After a few weeks of living together, "sex can become less exciting and potentially a bit boring," Christene Lozano, MS, LMFT, a licensed marriage and family therapist and certified sex addiction therapist, tells HelloGiggles. Again, this goes back to the close proximity and how that leads to familiarity and repetition.

"To keep things healthy, it goes back to communication," Lozano says. "I encourage each partner to look inward to better understand their own sexual desires and share this with their partner." Talk about fantasies and new things you want to try together, and you should have no problem keeping your sex life fun and interesting.

You realize you have to schedule sex

While nothing sounds worse than "scheduling" sex, this is something you might actually have to do once you move in together.

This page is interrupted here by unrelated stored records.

PR #6187, opened 2026-08-06
fix(provider): make editing a provider reach the live config file

BingZi-233:
## Summary

Editing the currently-active provider could leave the live config file at its pre-edit value while the UI reported success — a changed request base URL never took effect. This PR fixes the three independent paths that caused it, plus a related frontend bug where ProviderForm's config editors overwrote each other.

## Root causes & fixes

**1. Live ownership decision (backend)** — The gate `if has_live_backup || live_taken_over` was duplicated in three places (`ProviderService::update`, `sync_current_provider_for_app`, `sync_current_provider_for_app_respecting_takeover`) and treated the mere presence of a `proxy_live_backup` row as proof that proxy takeover owns the live file. That row survives a crash or a failed restore, and once it lingers, every later save updates only the backup — permanently, and without any warning.

- Collapse the three copies into `sync_live_for_provider_respecting_takeover`.
- Require takeover to actually be in effect: a live placeholder, a committed `proxy_config.enabled` flag, or a backup row **while the proxy process is running** (the activation window, since `set_takeover_for_app` starts the proxy before it stamps the live file).
- Per-app ownership: replace `ProxyService::is_running()` (a single global flag) with `SwitchLockManager::is_locked_for_app`. Previously, with takeover active for app A, a stale backup row for app B was still read as "takeover owns B's live file", and saving a B provider went back to writing only the backup.
- A stale row with the proxy stopped now writes the live file and refreshes the leftover backup, so a later restore cannot resurrect the old URL.
- Add the missing GrokBuild arm to the takeover refresh, mirroring the switch path.
- Log the previously-swallowed errors when the takeover flag / live-backup row cannot be read.

**2. Universal providers (backend)** — `sync_universal_to_apps` only wrote DB rows, so a unified provider that was the active one for Claude/Codex/Gemini never reached any live file. Now re-project the live config when the generated child is the effective current provider. Per-app failures are collected and reported (naming the apps whose file was not written) instead of logging a failed projection and still returning `Ok(true)` — one app cannot abort the other two.

**3. Form editors overwriting each other (frontend)** — In JsonEditor, the effect that pushes the `value` prop into CodeMirror dispatches a full document replacement; that dispatch counts as `docChanged`, and the updateListener echoed it straight back through `onChange`. Two editor instances holding different documents echoed each other forever — opening the edit dialog flickered endlessly, oscillating between the DB-stored config and the live-file config.

- Mark the sync transaction with an `ExternalSync` annotation and skip it in the listener. Use `every`, not `some`: CodeMirror coalesces transactions into one ViewUpdate, so a keystroke batched with a sync dispatch must still be reported.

And that's because it's so easy to get wrapped up in your day-to-day lives and begin taking each other for granted.

If that happens, "you need to be mindful of creating space and time for sexual connection," Allison Grossman, LMHC, a psychotherapist specializing in relationships and sexuality, tells HelloGiggles. "Maybe it’s getting into bed earlier, planning at-home date nights, or having screen-free evenings together." Figure out what works for you, and if that means literally writing it on the calendar, so be it.

You actually end up having more sex

On the flip side of all those potential downsides, you might find that you and your partner actually start having more sex than you did before, even though you're busy and you see each other every day.

Sharing a space and having more time together obviously increase the opportunities for sex, Lozano says. You might find yourselves having intercourse in the middle of the afternoon, when you first wake up in the morning, on your lunch break—or all of the above.

Not every couples' sex life takes a nosedive after moving in together. It depends on so many factors, including the effort you're both willing to make. So if you want to have more sex, do so by making it a priority.

You'll eventually start having better sex

Of course, living together isn't all vacuuming and bill paying; it also means having more time to get to know each other on an even deeper level. And according to Chasity Chandler, LMHC, MCAP, ICADC, CST, CDWF, a couples counselor and certified sex therapist, the bond that you create as a result can lead to an even more passionate and fulfilling sex life.

That's because great sex isn't just about spontaneity and longing. It can also stem from feeling deeply connected to the person you're with and enjoying the physical and emotional time spent together.

Of course, having your own personal living space won't hurt either, especially if you used to live with roommates. "Having additional privacy that may not have been available before may make things kinkier, and you may feel freer to be your best sexual self," Chandler says. "Inhibitions may just flow out the window."